The law incorporates the Substance Abuse and Mental Health Administration’s definition of the term “serious mental illness” as “a diagnosable mental, behavioral, or emotional disorder that results in serious functional impairment and substantially interferes with or limits one or more major life activities.”

Importantly, the law neither changes existing regulatory exceptions under HIPAA nor directs HHS to modify them.  Instead, it calls for further explanation of existing rules that are often poorly understood by providers, patients and caregivers alike or may actually be used inappropriately to thwart the flow of meaningful and helpful information leading to barriers to effective communication that would benefit patients and improve mental health outcomes.

An existing public safety exception permits a covered entity to use or disclose PHI if the covered entity, in good faith, believes the use or disclosure is necessary to prevent or lessen a serious and imminent threat to the health or safety of a person or the public; and the disclosure is made to a person or persons reasonably able to prevent or lessen the threat, including the target of the threat.

The existing exception for caregivers permits disclosures to a family member, other relatives, or a close personal friend of the individual, or any other person identified by the individual, but only regarding PHI that is directly relevant to such person’s involvement with the individual’s health care or payment for care.

PHI may also be disclosed when the patient is present and provides consent, does not object to a disclosure of PHI to another individual accompanying them when given the opportunity to object, or where the covered entity reasonably infers from the circumstances, based on the exercise of professional judgment, that the patient does not object to the disclosure.

Other existing exceptions address emergency situations as well as cases where the patient is incapacitated, and permit disclosure of only the PHI that is directly relevant to the other person’s involvement with the patient’s care or payment.

The new law falls short of Rep.
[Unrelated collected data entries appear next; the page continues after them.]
PR #1788, opened 2024-10-23
implement metric steps with tests

sfc-gh-mchok:
### Pre-review checklist
   * [X] I've confirmed that my changes are working by executing CLI's commands manually on Windows.

### Changes description
To support instrumenting commands, we're implementing tracking steps of a command
We support both a context manager and manually calling start/end_step functions for flexible use cases
See the implemented test plan for the general contract


tests/api/test_metrics_counters.py
sfc-gh-mchok, line 1: tests were getting long, so I separated the two different use cases in their own test files

src/snowflake/cli/api/metrics.py
```diff
@@ -11,8 +11,21 @@
...
+from typing import Dict, List, Optional, Union
+
+
+class CLIMetricsInvalidUsageError(RuntimeError):
+    """
+    Indicative of bug in the code where a call to CLIMetrics was made erroneously
+    """
+
+    def __init__(self, message: str):
+        super().__init__(message)
```
sfc-gh-fcampbell, line 28:
```suggestion
    pass
```

src/snowflake/cli/api/metrics.py
```diff
@@ -54,17 +67,125 @@ class CLICounterField:
...
+    def to_dict(self) -> Dict[str, Union[str, int, float, None]]:
+        return {
+            self.ID_KEY: self.step_id,
+            self.NAME_KEY: self.name,
+            self.PARENT_KEY: self.parent,
+            self.PARENT_ID_KEY: self.parent_id,
+            self.START_TIME_KEY: self.start_time,
+            self.EXECUTION_TIME_KEY: self.execution_time,
+            self.ERROR_KEY: self.error,
+        }
```
sfc-gh-fcampbell, line 168: can this class be an `@dataclass`? then we wouldn't need this method or all the getters

src/snowflake/cli/api/metrics.py
```diff
@@ -86,7 +207,109 @@ def increment_counter(self, name: str, value: int = 1) -> None:
...
+
+        :returns: id of the started step which can be passed to end_step
+
+        :raises CliMetricsInvalidUsageError: if the step name is empty
+        """
+        parent_step = self._current_step
+        new_step = _CLIMetricsStep(name, parent_step)
+        self._executing_steps.append(new_step)
+        new_step.start()
+        return new_step.step_id
```
sfc-gh-fcampbell, line 247: what's the use-case for only returning the ID? can we return the whole step?

src/snowflake/cli/api/metrics.py
```diff
@@ -86,7 +207,109 @@ def increment_counter(self, name: str, value: int = 1) -> None:
...
+        Recommended general use API for tracking a step throughout the execution of a command
+        Assumes that parent steps contain the entirety of their child steps
+
+        start_step and end_step are exposed in case the caller needs more flexibility
+
+        :raises CliMetricsInvalidUsageError: if the step name is empty
+        """
+        step_id = self.start_step(name)
+        try:
+            yield
```
sfc-gh-fcampbell, line 226: could we yield the whole step here?

tests/api/test_metrics_steps.py
```diff
@@ -0,0 +1,407 @@
...
+    with metrics.track_step("step1"):
+        pass
+
+    # then
+    assert len(metrics.steps) == 1
+    step1 = metrics.steps[0]
+    assert step1[_CLIMetricsStep.NAME_KEY] == "step1"
+
+
+def test_metrics_steps_name_is_valid():
```
sfc-gh-fcampbell, line 48: i think the names of these two tests are reversed

tests/api/test_metrics_steps.py
```diff
@@ -0,0 +1,407 @@
...
+    with metrics.track_step("step1"):
+        try:
+            raise RuntimeError()
+        except RuntimeError:
+            pass
+
+    # then
+    assert len(metrics.steps) == 1
+    step1 = metrics.steps[0]
+    assert step1[_CLIMetricsStep.ERROR_KEY] is None
```
sfc-gh-fcampbell, line 78: this test is a bit redundant, it's obvious that the exception is caught and not propagated

src/snowflake/cli/api/metrics.py
```diff
@@ -54,17 +67,125 @@ class CLICounterField:
...
+    def __init__(self, name: str, parent: _CLIMetricsStep | None = None):
+        if not name:
+            raise CLIMetricsInvalidUsageError("step name must not be empty")
+
+        # to disambiguate steps with same name
+        self._step_id: int = next(self._id_counter)
+        self._name: str = name
+
+        self._parent: Optional[str] = parent.name if parent is not None else None
+        self._parent_id: Optional[int] = parent.step_id if parent is not None else None
```
sfc-gh-bdufour, line 95: nit: not a huge fan of expanding things this way. Why can't we just keep a ref to the parent and read the data on the fly as needed?

src/snowflake/cli/api/metrics.py
```diff
@@ -54,17 +67,125 @@ class CLICounterField:
...
+        self._monotonic_start = time.monotonic()
+
+    def end(self, error: Optional[BaseException] = None) -> None:
+        if self._execution_time:
+            raise CLIMetricsInvalidUsageError("step has already ended")
+        if not self._monotonic_start:
+            raise CLIMetricsInvalidUsageError("step has not started")
+
+        if error:
+            self._error = type(error).__name__
```
sfc-gh-bdufour, line 118: why not preserve the entire object?

src/snowflake/cli/api/metrics.py
```diff
@@ -54,17 +67,125 @@ class CLICounterField:
...
+        return self._execution_time
+
+    @property
+    def error(self) -> Optional[str]:
+        """
+        name of the error class that was raised during the execution of this step
+        """
+        return self._error
+
+    def to_dict(self) -> Dict[str, Union[str, int, float, None]]:
```
sfc-gh-bdufour, line 159: this is for reporting? I'd add a comment to that effect, since it makes this method a contract that should be stable.

src/snowflake/cli/api/metrics.py
```diff
@@ -86,7 +207,109 @@ def increment_counter(self, name: str, value: int = 1) -> None:
         else:
             self._counters[name] += value
 
+    @property
+    def _current_step(self) -> Optional[_CLIMetricsStep]:
+        return self._executing_steps[-1] if len(self._executing_steps) > 0 else None
+
+    @contextmanager
+    def track_step(self, name: str):
```
sfc-gh-bdufour, line 215: let's workshop the name

src/snowflake/cli/api/metrics.py
```diff
@@ -54,17 +67,125 @@ class CLICounterField:
...
+
 class CLIMetrics:
     """
     Class to track various metrics across the execution of a command
     """
 
     def __init__(self):
         self._counters: Dict[str, int] = {}
+        # stack of current steps as command is executing
+        self._executing_steps: List[_CLIMetricsStep] = []
```
sfc-gh-bdufour, line 179: executing -> in progress maybe?

sfc-gh-bdufour (commented):
(partial review)

src/snowflake/cli/api/metrics.py
sfc-gh-bdufour: esp since, AFAICT, step IDs aren't globally unique. Ideally for a start/stop scenario, one should be able to obtain some kind of unique token / structure from the start method, and pass that unmodified to the stop method.

src/snowflake/cli/api/metrics.py
```diff
@@ -86,7 +207,109 @@ def increment_counter(self, name: str, value: int = 1) -> None:
...
+                None,
+            )
+        else:
+            found_step = self._current_step
+
+        if not found_step:
+            if step_id or step_name:
+                raise CLIMetricsInvalidUsageError(
+                    f"step with {'id' if step_id else 'name'} '{step_id or step_name}' could not be ended because it could not be found"
+                )
```
sfc-gh-bdufour, line 284: this hurts my brain. if step_id elif step_name else would be a lot clearer.

src/snowflake/cli/api/metrics.py
```diff
@@ -54,17 +67,125 @@ class CLICounterField:
     PACKAGE_SCRIPTS = f"{_TypePrefix.FEATURES}.{_DomainPrefix.APP}.package_scripts"
 
 
+class _CLIMetricsStep:
+    """
+    class for holding metrics step data and encapsulating related operations
+    """
+
+    _id_counter = count(start=1, step=1)
```
sfc-gh-fcampbell, line 75: since steps end up in a single snowflake table, the ID should probably be a UUID

src/snowflake/cli/api/metrics.py
sfc-gh-fcampbell: AFAIK the common nomenclature is "trace", which are composed of "spans". Both datadog and opentelemetry use this: https://opentelemetry.io/docs/concepts/signals/traces/

src/snowflake/cli/api/metrics.py
```diff
@@ -86,7 +207,109 @@ def increment_counter(self, name: str, value: int = 1) -> None:
...
+                )
+
+        found_step.end(error)
+        self._executing_steps.remove(found_step)
+        self._finished_steps.append(found_step)
+
+    def flush_steps(self, error: Optional[BaseException] = None) -> None:
+        """
+        Useful if you are using the manual start/end steps and an error
+        propagated up, requiring you to clear out all the executing steps
```
sfc-gh-bdufour, line 297: doesn't say what this actually does. Please document the contract of the method.

src/snowflake/cli/api/metrics.py
```diff
@@ -86,7 +207,109 @@ def increment_counter(self, name: str, value: int = 1) -> None:
...
+            else:
+                raise CLIMetricsInvalidUsageError(
+                    "current step could not be ended because no steps are executing"
+                )
+
+        found_step.end(error)
+        self._executing_steps.remove(found_step)
+        self._finished_steps.append(found_step)
+
+    def flush_steps(self, error: Optional[BaseException] = None) -> None:
```
sfc-gh-bdufour, line 294: I can't see a use case for calling this without an error. Can you?

src/snowflake/cli/api/metrics.py
```diff
@@ -86,7 +207,109 @@ def increment_counter(self, name: str, value: int = 1) -> None:
...
     @property
     def counters(self) -> Dict[str, int]:
         # return a copy of the original dict to avoid mutating the original
         return self._counters.copy()
+
+    @property
+    def steps(self) -> List[Dict[str, Union[str, int, float, None]]]:
+        """
+        returns the finished steps tracked throughout a command, sorted by start time
+        """
```
sfc-gh-bdufour, line 311: I have no idea what the return type represents here, other than it's a list of dictionaries. Would `List[dict]` suffice? Basically you're returning a list of JSON objects.

src/snowflake/cli/api/metrics.py
```diff
@@ -86,7 +207,109 @@ def increment_counter(self, name: str, value: int = 1) -> None:
...
+
+        :raises CliMetricsInvalidUsageError: if the step name is empty
+        """
+        parent_step = self._current_step
+        new_step = _CLIMetricsStep(name, parent_step)
+        self._executing_steps.append(new_step)
+        new_step.start()
+        return new_step.step_id
+
+    def end_step(
```
sfc-gh-bdufour, line 249: have we considered modelling this as a self-contained Step structure, such that start/stop would be instance methods of a step? It would fit nicely with the context manager abstraction as well. I think it would help simplify the implementation here quite a bit too.

tests/api/test_metrics_steps.py
```diff
@@ -0,0 +1,407 @@
...
+    metrics = CLIMetrics()
+
+    # when
+    with metrics.track_step("step1"):
+        pass
+
+    # then
+    assert len(metrics.steps) == 1
+    step1 = metrics.steps[0]
+    assert step1[_CLIMetricsStep.NAME_KEY] == "step1"
```
sfc-gh-bdufour, line 45: please just merge a bunch of assertions into the same test. There is no need to write a single test case per field in the output.

tests/api/test_metrics_steps.py
```diff
@@ -0,0 +1,407 @@
...
+def test_metrics_steps_error_caught():
+    # given
+    metrics = CLIMetrics()
+
+    # when
+    with metrics.track_step("step1"):
+        try:
+            raise RuntimeError()
+        except RuntimeError:
+            pass
```
sfc-gh-bdufour, line 73: you're testing the python interpreter here. No value added.

tests/api/test_metrics_steps.py
```diff
@@ -0,0 +1,407 @@
...
+def test_metrics_steps_error_uncaught():
+    # given
+    metrics = CLIMetrics()
+
+    # when
+    try:
+        with metrics.track_step("step1"):
+            raise RuntimeError()
+    except RuntimeError:
+        pass
```
sfc-gh-bdufour, line 90: never do this in tests. assert that the exception is indeed propagated instead. Pytest makes that trivial.

tests/api/test_metrics_steps.py
```diff
@@ -0,0 +1,407 @@
...
+        with metrics.track_step("child"):
+            pass
+
+    # then
+    assert len(metrics.steps) == 2
+    parent, child = metrics.steps
+
+    assert child[_CLIMetricsStep.NAME_KEY] == "child"
+    assert child[_CLIMetricsStep.PARENT_KEY] == "parent"
+    assert parent[_CLIMetricsStep.NAME_KEY] == "parent"
```
sfc-gh-bdufour, line 127: weak checks. I'd make sure the returned info looks right more generally. Did both steps get terminated properly, etc

tests/api/test_metrics_steps.py
```diff
@@ -0,0 +1,407 @@
...
+
+
+def test_metrics_steps_with_duplicate_names_proper_timing():
+    # given
+    metrics = CLIMetrics()
+
+    # when
+    with metrics.track_step("duplicate"):
+        with metrics.track_step("duplicate"):
+            pass
```
sfc-gh-bdufour, line 154: this example worries me a little. We could blow up the metrics if we try to time a recursive method. Should this be allowed?

tests/api/test_metrics_steps.py
```diff
@@ -0,0 +1,407 @@
...
+
+    # then
+    assert len(metrics.steps) == 2
+    parent, child = metrics.steps
+
+    assert (
+        child[_CLIMetricsStep.START_TIME_KEY] > parent[_CLIMetricsStep.START_TIME_KEY]
```
sfc-gh-bdufour, line 161: likely flaky, would use `>=` at least since there is no guarantee that execution will keep being slow enough to trigger a different start time for both steps.

tests/api/test_metrics_steps.py
```diff
@@ -0,0 +1,407 @@
...
+    )
+    assert (
+        parent[_CLIMetricsStep.EXECUTION_TIME_KEY]
+        > child[_CLIMetricsStep.EXECUTION_TIME_KEY]
+    )
+
+
```
sfc-gh-bdufour, line 168: missing a test for multiple children under the same parent, esp multiple with the same name but diff ids?

tests/api/test_metrics_steps.py
```diff
@@ -0,0 +1,407 @@
...
+def test_metrics_steps_manual_start_and_end_overlapping_proper_parent():
+    # given
+    metrics = CLIMetrics()
+
+    # when
+    step1_id = metrics.start_step("step1")
+    step2_id = metrics.start_step("step2")
+
+    metrics.end_step(step_id=step2_id)
+    metrics.end_step(step_id=step1_id)
```
sfc-gh-bdufour, line 197: I don't get the reference to a parent in the test case name, it looks like there's no nesting at play here.

tests/api/test_metrics_steps.py
```diff
@@ -0,0 +1,407 @@
...
+
+    # then
+    assert len(metrics.steps) == 2
+    step1, step2 = metrics.steps
+
+    assert step2[_CLIMetricsStep.PARENT_KEY] == "step1"
```
sfc-gh-bdufour, line 203: yikes, that's surprising. Steps are implicitly nested? Let's discuss offline.

tests/api/test_metrics_steps.py
```diff
@@ -0,0 +1,407 @@
...
+    step1, step2 = metrics.steps
+    step1_end_time = (
+        step1[_CLIMetricsStep.START_TIME_KEY]
+        + step1[_CLIMetricsStep.EXECUTION_TIME_KEY]
+    )
+    step2_end_time = (
+        step2[_CLIMetricsStep.START_TIME_KEY]
+        + step2[_CLIMetricsStep.EXECUTION_TIME_KEY]
+    )
+    assert step1_end_time > step2_end_time
```
sfc-gh-bdufour, line 229: ditto, could be flaky

src/snowflake/cli/api/metrics.py
sfc-gh-mchok: Converted to dataclass

Regarding your suggestion to implement `to_dict` as `dict((field.name, getattr(obj, field.name)) for field in fields(obj) if field.name in FIELDS_TO_SERIALIZE)`, I think that would add additional complexity and make it harder to reason about, since we also add additional keys to the dict that are extracted (i.e. parent name, parent id, error name) from the dataclass fields. I think it's simpler to be explicit here since there aren't too many keys

Let me know if you have other thoughts!

src/snowflake/cli/api/metrics.py
sfc-gh-mchok: I chose "start_span" as the new name based on my research below:

Every library seems to yield some kind of `Span` object, but in terms of function names, datadog uses `.trace()`, otel uses `.start_as_current_span()`, and sentry uses `.start_span()`, so I went with the simplest common denominator which to me was `start_span()`, since I guess we would count our instance of `CLIMetrics` as a trace in our context. I'm also open to renaming that class if we feel the nomenclature does not fit the concept

src/snowflake/cli/api/metrics.py
sfc-gh-mchok: Since we are no longer allowing manual start/stop in the initial version of this API, this is no longer needed

src/snowflake/cli/api/metrics.py
sfc-gh-mchok: Since we are no longer allowing manual start/stop in the initial version of this API, this function is no longer needed

src/snowflake/cli/api/metrics.py
sfc-gh-mchok: Since we are no longer allowing manual start/stop in the initial version of this API, this function is no longer needed

src/snowflake/cli/api/metrics.py
```diff
@@ -86,7 +207,109 @@ def increment_counter(self, name: str, value: int = 1) -> None:
...
         return self._counters.copy()
+
+    @property
+    def steps(self) -> List[Dict[str, Union[str, int, float, None]]]:
+        """
+        returns the finished steps tracked throughout a command, sorted by start time
+        """
+        return [
+            step.to_dict()
+            for step in sorted(self._finished_steps, key=lambda step: step.start_time)
```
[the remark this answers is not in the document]
sfc-gh-mchok: renamed to `completed_spans`

src/snowflake/cli/api/metrics.py
sfc-gh-mchok: Discussed offline: we yield the span here in case we want to perform operations with it in the future, however for now we're not supporting manual start/stop and only supporting through context managers

tests/api/test_metrics_steps.py
sfc-gh-mchok: 407 lines -> 283 😅

tests/api/test_metrics_steps.py
sfc-gh-mchok: Discussed offline: adding a depth/total limit for number of spans, added tests for those as well

tests/api/test_metrics_steps.py
sfc-gh-mchok: Added: `test_metrics_spans_parent_with_two_children_same_name`

tests/api/test_metrics_steps.py
sfc-gh-mchok: Discussed offline: no more manual start/stop for spans in initial version of API, only supported through context managers, so spans are explicitly nested now

tests/api/test_metrics_steps.py
sfc-gh-mchok: Discussed offline: no more manual start/stop for spans in initial version of API, only supported through context managers, so spans are explicitly nested now

src/snowflake/cli/api/metrics.py
```diff
@@ -86,7 +207,109 @@ def increment_counter(self, name: str, value: int = 1) -> None:
...
+        self._executing_steps.remove(found_step)
+        self._finished_steps.append(found_step)
+
+    def flush_steps(self, error: Optional[BaseException] = None) -> None:
+        """
+        Useful if you are using the manual start/end steps and an error
+        propagated up, requiring you to clear out all the executing steps
+        """
+        while self._current_step:
+            self.end_step(error=error)
```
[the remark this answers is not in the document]
sfc-gh-mchok: No more manual start/stop, so this method is no longer needed

.github/CODEOWNERS
```diff
@@ -11,6 +11,8 @@ tests_common/__init__.py @snowflakedb/snowcli @snowflakedb/nade
 tests_common/conftest.py @snowflakedb/snowcli @snowflakedb/nade
 tests_integration/conftest.py @snowflakedb/snowcli @snowflakedb/nade
 tests_integration/test_utils.py @snowflakedb/snowcli @snowflakedb/nade
+src/snowflake/cli/api/metrics.py @snowflakedb/snowcli @snowflakedb/nade
+tests/api/metrics/ @snowflakedb/snowcli @snowflakedb/nade
```
sfc-gh-mchok, line 15: I anticipate some friction in the future with us modifying these files a lot and then requiring cli for review when we are the sole contributors, so I added them to shared ownership to prevent that

tests/api/test_global_cli_context.py
```diff
@@ -84,3 +85,22 @@ def test_forked_context():
...
+                pass
+
+    assert outer_metrics != inner_metrics
+    assert outer_metrics.completed_spans != inner_metrics.completed_spans
+
+    assert len(outer_metrics.completed_spans) == len(inner_metrics.completed_spans) == 1
+
+    assert outer_metrics.completed_spans[0][CLIMetricsSpan.NAME_KEY] == "outer_span"
+
+    assert inner_metrics.completed_spans[0][CLIMetricsSpan.NAME_KEY] == "inner_span"
```
sfc-gh-mchok, line 106: To me it makes sense that we should reset the spans when we fork the context, since otherwise it could eventually hit the limit if we keep forking the same context and starting spans, but would like to hear if you think otherwise

src/snowflake/cli/api/metrics.py
```diff
@@ -54,18 +70,96 @@ class CLICounterField:
...
+            self.PARENT_KEY: self.parent.name if self.parent is not None else None,
+            self.PARENT_ID_KEY: self.parent.step_id
+            if self.parent is not None
+            else None,
+            self.EXECUTION_TIME_KEY: self.execution_time,
+            self.ERROR_KEY: type(self.error).__name__ if self.error else None,
+        }
+
+
+@dataclass
```
sfc-gh-mchok, line 136: Converted to dataclass so that we get equality comparison and cloning for free to help with forking the cli context

tests/api/metrics/test_metrics_spans.py
```diff
@@ -0,0 +1,288 @@
...
+def test_metrics_spans_parent_with_one_child():
+    # given
+    metrics = CLIMetrics()
+
+    # when
+    with metrics.start_span("parent") as parent:
+        assert metrics.current_span is parent
+        # on windows, these sleeps are required to avoid the steps ending up on the same
+        # timestamps/monotonic starts and ensure a deterministic order for the completed steps
+        time.sleep(0.1)
```
sfc-gh-mchok, line 112: I ran into an issue with testing on windows where `time.monotonic()` only has 7 significant digits of precision, causing parent/child to be sorted in a non-deterministic and flaky order since they could have the same start time. I tried to remedy this by introducing `time.time()` as another tiebreaker for sorting, but even that ended up being the same for both spans during my tests

To remedy this, I added some sleeps in the tests which I believe simulates more realistic scenarios (since we probably won't be starting spans immediately after each other) and allows us to do a couple of things:
- Keep implementation simple
- Test whether we have the proper execution/start time inequalities (> instead of >=) between spans

In total, we have 0.7s of sleep time in these tests, which I believe is a negligible amount and shouldn't make our tests significantly longer

Let me know if you have any thoughts on alternative approaches!

src/snowflake/cli/api/metrics.py
```diff
@@ -86,7 +181,66 @@ def increment_counter(self, name: str, value: int = 1) -> None:
...
+        Only one span can be active at a time; once one span finishes its parent becomes the active span
+
+        Spans are not emitted in telemetry if depth/total limits are exceeded
+
+        :raises CliMetricsInvalidUsageError: if the step name is empty
+        """
+        new_step = CLIMetricsSpan(
+            name=name,
+            start_time=time.monotonic() - self._monotonic_start,
+            parent=self.current_span,
```
sfc-gh-fcampbell, line 205: do we want to allow passing in a custom parent? that would allow us to trace parallel operations:
```python
@metrics.start_span(name="put_file", parent=metrics.current_span)
def _put_file(path: Path):
    ...

with concurrent.futures.ThreadPoolExecutor() as executor:
    for file in files_to_upload:
        executor.submit(_put_file, file)
```

which would give us a span structure like
```
+------------------------------------+
| root                               |
+------------------------------------+
  +--------------------------+
  | parent                   |
  +--------------------------+
    +-----------------+
    | put_file        |
    +-----------------+
    +-------------+
    | put_file    |
    +-------------+
    +---------------+
    | put_file      |
    +---------------+  
```

src/snowflake/cli/api/metrics.py
```diff
@@ -86,7 +181,66 @@ def increment_counter(self, name: str, value: int = 1) -> None:
...
+        )
+
+        if len(self._in_progress_spans) >= self.IN_PROGRESS_SPANS_DEPTH_LIMIT:
+            self.num_spans_past_depth_limit += 1
+        else:
+            self._in_progress_spans.append(new_step)
+
+        try:
+            yield new_step
+        except BaseException as err:
```
sfc-gh-fcampbell, line 215:
```suggestion
        except Exception as err:
```
we don't want to catch `KeyboardInterrupt`, `SystemExit`, etc since they're not errors

src/snowflake/cli/api/metrics.py
```diff
@@ -86,7 +181,66 @@ def increment_counter(self, name: str, value: int = 1) -> None:
...
+        new_step = CLIMetricsSpan(
+            name=name,
+            start_time=time.monotonic() - self._monotonic_start,
+            parent=self.current_span,
+        )
+
+        if len(self._in_progress_spans) >= self.IN_PROGRESS_SPANS_DEPTH_LIMIT:
+            self.num_spans_past_depth_limit += 1
+        else:
+            self._in_progress_spans.append(new_step)
```
sfc-gh-fcampbell, line 211: this will break `current_span` once we're past the depth limit (all future spans won't have the correct parent)

tests/api/metrics/test_metrics_spans.py
sfc-gh-fcampbell: we could also use https://github.com/spulec/freezegun

tests/api/test_global_cli_context.py
sfc-gh-fcampbell: if we start a span before forking, that context will be gone after the fork. it's probably ok, since we most likely don't want to start any spans pre-fork (otherwise it would be a very long span since the interpreter could be very long-lived)

src/snowflake/cli/api/metrics.py
sfc-gh-mchok: I think it *might* be helpful for something like `KeyboardInterrupt` if our users are stuck on a super long step and they consistently exit out, wdyt?

src/snowflake/cli/api/metrics.py
sfc-gh-mchok: I added support for this, had to add a contextvar in the class to make sure that `metrics.current_span` is thread local, but I couldn't find a way to make it so that it is automatically propagated between threads

E.g. for the below code, assertion 1 will fail but assertion 2 will fail:
```python
    with metrics.start_span("parent") as parent_span:

        def parallel_operation(seq_num: int):
            assert metrics.current_span is parent_span # ASSERTION 1
            with metrics.start_span("child", parent=parent_span) as local_span:
                assert metrics.current_span is local_span # ASSERTION 2

        executor = concurrent.futures.ThreadPoolExecutor()
        futures = [executor.submit(parallel_operation, seq_num=i) for i in range(3)]
```

Do you know if there is a way around this or are we ok with declaring this as undefined behaviour?

tests/api/metrics/test_metrics_spans.py
sfc-gh-mchok: From my understanding that library freezes the values returned by the `time` functions? I'm not sure if that solves the issue that two calls to `time.monotonic()` on windows in short succession could return the same value, which breaks the sort key, but maybe I'm misunderstanding the library?

src/snowflake/cli/api/metrics.py
sfc-gh-mchok: Fixed and added a test for it here: https://github.com/snowflakedb/snowflake-cli/pull/1788/files#diff-839165dddafe1dd908ef843269b12e1cd4a7158ea95e5e7a2ee210ea7ec56de0R350

src/snowflake/cli/api/metrics.py
sfc-gh-fcampbell: discussed offline, let's hold off on this to avoid complexity for now. we can revisit later if necessary

tests/api/metrics/test_metrics_spans.py
sfc-gh-fcampbell: it also allows you to fake the time by setting it to a fixed value or advancing/rewinding it at will

sfc-gh-fcampbell: for this fast of a sleep it's ok, just wanted to make you aware of the lib since it can come in handy

sfc-gh-bdufour: Sorry, unresolving this. Relying on actual time + sleep in tests is a red flag, and almost always ends up having negative side effects down the line. We don't need to include a special library, we should be able to get away with mocking directly here. I've also used dep injection in the past for testing stuff like this, but it's probably overkill here.

sfc-gh-fcampbell (dismissed):

tests/api/metrics/test_metrics_spans.py
sfc-gh-mchok: Good callout, added some [mocks for time.monotonic in the tests](https://github.com/snowflakedb/snowflake-cli/pull/1788/files#diff-839165dddafe1dd908ef843269b12e1cd4a7158ea95e5e7a2ee210ea7ec56de0R163-R177), had to convert the default_factory of the dataclass fields into lambdas instead of direct references so that they could be patched properly

sfc-gh-fcampbell (approved):

sfc-gh-turbaszek (approved):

Murphy’s previous legislative proposals.  In 2015, Murphy introduced a bill entitled the Helping Families In Mental Health Crisis Act. which he said would “allow the doctor or mental health professional to provide the diagnosis, treatment plans, appointment scheduling, and prescription information to the family member and known caregiver for a patient with a serious mental illness. This change would apply for those who can benefit from care yet are unable to follow through on their own self-directed care.”   This bill was passed by the House by a wide margin but was not enacted.

While the new law does not expand HIPAA exceptions, it does make it more likely that those exceptions already on the books will be more clearly understood and implemented in cases involving serious mental illness.